Aamir Mohd, Mittal Kundan, Kaushik Jaya Shankar, Kashyap Haripal, Kaur Gurpreet
Department of Pediatrics, Pt B D Sharma PGIMS, Rohtak, Haryana, 124001, India.
Indian J Pediatr. 2014 Nov;81(11):1167-70. doi: 10.1007/s12098-014-1415-6. Epub 2014 Apr 15.
To determine the sociodemographic and clinical factors leading to stress among parents whose children are admitted in pediatric intensive care unit (PICU).
A prospective observational study was conducted in PICU of a tertiary care hospital of north India. Parents of children admitted to PICU for at least 48 h duration were eligible for participation. At the end of 48 h, parental stress was assessed using parental stress scale (PSS:PICU) questionnaire which was administered to the parents. Baseline demographic and clinical parameters of children admitted to PICU were recorded. The parental stress was compared with demographic and clinical characteristics of children using appropriate statistical methods.
A total of 49 parents were finally eligible for participation. Mean (SD) parental stress scores was highest in domains of procedures [1.52 (0.66)] and behavior and emotional [1.32 (0.42)] subscales. Mean (SD) total parental stress score among intubated children [1.31 (0.25)] was significantly more than among non intubated children [0.97 (0.26)] (p < 0.001). However, parental stress score were comparable in terms of gender (p = 0.15) and socioeconomic status (p = 0.32). On subscale analysis, it was found that professional communication is a significant stressor in age groups 0-12 mo [0.61(0.41)] (p = 0.02). It was observed that parents of intubated children were significantly stressed by the physical appearance of their children (p < 0.001), procedures performed on them (p = 0.008) and impairment in parental role (p = 0.002). Total parental stress score had a positive correlation with PRISM score (r = 0.308).

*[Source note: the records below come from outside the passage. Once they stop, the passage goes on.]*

PR #2476, opened 2017-02-06
All listeners should be called before/after test

marten-cz:
When listener fails with an exception e.g. cannot connect to selenium server, no additional listeners, like HTML report will be triggered. All listeners should be called and when necessary, exception will be
triggered.

This is the fastest solution I came up with. I think better will be to catch exceptions and throw some listener exception with all exceptions that occurred. I can do that change too, let me know if that will be good to implement.

This change should fix this problem in Codeception https://github.com/Codeception/Codeception/issues/3653 . The problem is that the code is dependent on the actual order of registered listeners. When first listener fails and the last is HTML output, for that it will not call startTest event.

### DIFF
--- a/src/Framework/TestResult.php
+++ b/src/Framework/TestResult.php
@@ -363,8 +363,17 @@ class PHPUnit_Framework_TestResult implements Countable
             $this->topTestSuite = $suite;
         }
 
+        $exception = null;
         foreach ($this->listeners as $listener) {
-            $listener->startTestSuite($suite);
+            try {
+                $listener->startTestSuite($suite);
+            } catch (\Exception $e) {
+                $exception = $exception ?: $e;
+            }
+        }
+
+        if ($exception) {
+            throw $exception;
         }
     }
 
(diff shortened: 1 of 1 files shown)


sebastianbergmann:
I do not understand the problem you are trying to solve.

orlangur:
What is the point in other listeners execution if the whole thing already failed?

> When the selenium grid is under load, the tests will sometimes fail with ... or some other exception. It will terminate the process and another tests will not run.  Is there anyway to just mark one test as failed but to continue? Would it be possible to re-run the test automatically when concrete exception was thrown (like timeout exception)?

This is not how automated testing is supposed to work, you know :) Your desired (_pretty odd_) behavior could be achieved with something like https://github.com/Alorel/phpunit-auto-rerun, but invalid listeners which break the process need to be fixed anyway. 

There is nothing to "fix" here from PHPUnit side. You should fix your tests, infrastructure and, probably, fragile tooling built on top of PHPUnit.

PR #2490, opened 2017-02-07
Make same and equals string messages the same

### LINKED ISSUE #2308: Better failure message when asserting that two strings are equal
This is a feature request but I'm not sure if it's about PHPUnit or PHPStorm IDE

When using `$this->assertSame()` with strings, you may get the following failure message:
image

It would be useful to have: 
- string length or quotes like with `var_dump` to spot a trailing space for instance
- var type in case the expected value is an empty string `''` and the actuel one is `false` or `null`

exussum12:
Fixes #2308

### DIFF
--- a/src/Framework/Constraint/IsIdentical.php
+++ b/src/Framework/Constraint/IsIdentical.php
@@ -82,9 +82,10 @@ class PHPUnit_Framework_Constraint_IsIdentical extends PHPUnit_Framework_Constra
                 $f = new SebastianBergmann\Comparator\ComparisonFailure(
                     $this->value,
                     $other,
-                    $this->value,
-                    $other
+                    $this->exporter->export($this->value),
+                    $this->exporter->export($other)
                 );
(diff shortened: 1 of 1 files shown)


exussum12:
The second part of this (showing the type) I think needs to be fixed here https://github.com/sebastianbergmann/comparator

sebastianbergmann:
The breaks PHPUnit's own test suite. Can you please update the tests?

exussum12:
It was already broken :( something about can't auto pad class ? I had to check out an older version of master  to test.

sebastianbergmann:
Without your patch, all tests in `master` pass. Both locally on my machine as well as on Travis.

exussum12:
Running ant fixed the issue, looking at the failures no

exussum12:
Im going to close this PR and there is a fair bit of work to make the two consistent, Will reopen when that is done

PR #2494, opened 2017-02-09
Fixes #2493: consider that argument --testsuite is a string

### LINKED ISSUE #2493: [BC Break] PHP Warning:  in_array() expects parameter 2 to be array, string given in vendor/phpunit/phpunit/src/Util/Configuration.php on
Hi,

With the new tagged release 5.7.12, my testsuite failed now due to a parameter error for in_array().

My testsuites are writing as is:
```xml
<testsuites>
    <testsuite name="main">
        <file>../vendor/NS/Bundle/Tests/Controller/ApplicationControllerTest.php</file>
        [...]
    <testsuite>
<testsuites>
```

and launch with:
```bash
php vendor/phpunit/phpunit/phpunit -c app/ --testsuite=main --debug
```

Any informations about this ?

Regards,
Boris.

rentalhost:
**Version to be fixed:** 5.7.12
**Reference to:** #2493
**New tests:** 1

### DIFF
--- a/src/Util/Configuration.php
+++ b/src/Util/Configuration.php
@@ -143,6 +143,8 @@
  */
 class PHPUnit_Util_Configuration
 {
+    const TEST_SUITE_FILTER_SEPARATOR = ',';
+
     private static $instances = [];
 
     protected $document;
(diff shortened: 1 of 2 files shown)


rentalhost:
**Note:** Travis CI fails is about using phpunit 6.1/master for a code compatible with 5.7 (_class not found_). As this PR is about 5.7, then I guess that we have no problem to accept that.

Issue #2496, opened 2017-02-09
Allow shallow copy for dependencies


ostrolucky:
I need to clone object where one of it's properties is throwing exception in __clone method. Just a normal ```clone $object``` would suffice here, but PhpUnit uses DeepClone instead.

Additionally, there is no proper way to modify this mechanism, because even though `handleDependencies()` is protected, there is no `handleDependency()` method and  `$dependencies` and `$dependencyInput` are private

PR #2498, opened 2017-02-10
Allow to replace cloning mechanism, as per #2496

ostrolucky:
#2496


gadelat:
That's not as flexible. With my solution, user can implement whatever cloning mechanism he needs.

PR #2511, opened 2017-02-20
Fix: Class names do not match actual case

localheinz:
This PR

* [x] fixes issues where the case of a class name does not match the actually referenced class name


sebastianbergmann:
Merged manually, thanks.

localheinz:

Indian parents are stressed maximally with environment of PICU. Factor leading to parental stress was intubation status of the child and was not affected by gender or socio demographic profile of the parents.

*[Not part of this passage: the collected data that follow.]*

PR #2512, opened 2017-02-20
Fix: Remove unused paramater from method signature

localheinz:
This PR

* [x] removes an unused parameter from a method signature

### DIFF
--- a/src/Framework/TestCase.php
+++ b/src/Framework/TestCase.php
@@ -1676,13 +1676,12 @@ abstract class TestCase extends Assert implements Test, SelfDescribing
      * @param bool   $callOriginalConstructor
      * @param bool   $callOriginalClone
      * @param bool   $callAutoload
-     * @param bool   $cloneArguments
      *
      * @return object
      *
      * @throws Exception
      */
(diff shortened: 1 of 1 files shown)


src/Framework/TestCase.php
```diff
@@ -1676,22 +1676,20 @@ protected function getMockForTrait($traitName, array $arguments = [], $mockClass
...
-     * @param bool   $cloneArguments
      *
      * @return object
      *
      * @throws Exception
      */
-    protected function getObjectForTrait($traitName, array $arguments = [], $traitClassName = '', $callOriginalConstructor = true, $callOriginalClone = true, $callAutoload = true, $cloneArguments = false)
+    protected function getObjectForTrait($traitName, array $arguments = [], $traitClassName = '', $callOriginalConstructor = true, $callOriginalClone = true, $callAutoload = true)
     {
         return $this->getMockObjectGenerator()->getObjectForTrait(
```
localheinz: For reference, see [`PHPUnit_Framework_MockObject_Generator::getObjectForTrait()`](https://github.com/sebastianbergmann/phpunit-mock-objects/blob/master/src/Generator.php#L405-L444), which accepts 6 parameters only, so `$cloneArguments` is never used.

sebastianbergmann:
Merged manually, thanks.

localheinz:

PR #2515, opened 2017-02-20
Fix: Remove useless return statements

localheinz:
This PR

* [x] removes useless `return` statements


sebastianbergmann:
Merged manually, thanks.

localheinz:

确定儿科重症监护病房(PICU)收治患儿的家长产生压力的社会人口统计学和临床因素。
在印度北部一家三级护理医院的PICU进行了一项前瞻性观察研究。入住PICU至少48小时的患儿家长有资格参与。48小时结束时,使用家长压力量表(PSS:PICU)问卷对家长进行评估,以评估家长压力。记录入住PICU患儿的基线人口统计学和临床参数。使用适当的统计方法将家长压力与患儿的人口统计学和临床特征进行比较。

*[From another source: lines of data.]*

PR #2516, opened 2017-02-20
Fix: Run php-cs-fixer

localheinz:
This PR

* [x] runs `php-cs-fixer`

💁‍♂️ Since there's a configuration for `php-cs-fixer`, I quickly ran

```
$ composer global require friendsofphp/php-cs-fixer:^2.1.0 && php-cs-fixer fix
```

How about 

* making `friendsofphp/php-cs-fixer` a development dependency
* adding a composer script so it can easily be run without a lot of typing, for example
    ```
    $ composer cs
    ```
* running this at least on one PHP version on Travis

?

### DIFF
--- a/src/Framework/Constraint/IsIdentical.php
+++ b/src/Framework/Constraint/IsIdentical.php
@@ -88,7 +88,6 @@ class IsIdentical extends Constraint
                     sprintf("'%s'", $this->value),
                     sprintf("'%s'", $other)
                 );
-
             }
 
             $this->fail($other, $description, $f);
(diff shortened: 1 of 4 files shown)


sebastianbergmann:
Most of these changes made by `php-cs-fixer` are wrong.

And, no, I do not want `php-cs-fixer` as a Composer-managed dependency. I do not think that it is a good idea to install tools used in a project using Composer.

localheinz:
So what's the point of [`.php_cs`](https://github.com/sebastianbergmann/phpunit/blob/90a14bf618e1c8a49a413baca7c9ea6895d5e533/.php_cs) then?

共有49位家长最终符合参与条件。在操作[1.52(0.66)]以及行为和情绪[1.32(0.42)]子量表领域,平均(标准差)家长压力得分最高。插管患儿的平均(标准差)家长总压力得分[1.31(0.25)]显著高于非插管患儿[0.97(0.26)](p<0.001)。然而,家长压力得分在性别(p=0.15)和社会经济地位(p=0.32)方面具有可比性。在子量表分析中,发现专业沟通在0至12个月龄组[0.61(0.41)]中是一个重要的压力源(p=0.02)。观察到插管患儿的家长因孩子的外貌(p<0.001)、对孩子进行的操作(p=0.008)以及家长角色的受损(p=0.002)而承受显著压力。家长总压力得分与PRISM评分呈正相关(r=0.308)。
印度家长在PICU环境中压力最大。导致家长压力的因素是孩子的插管状态,且不受家长的性别或社会人口统计学特征影响。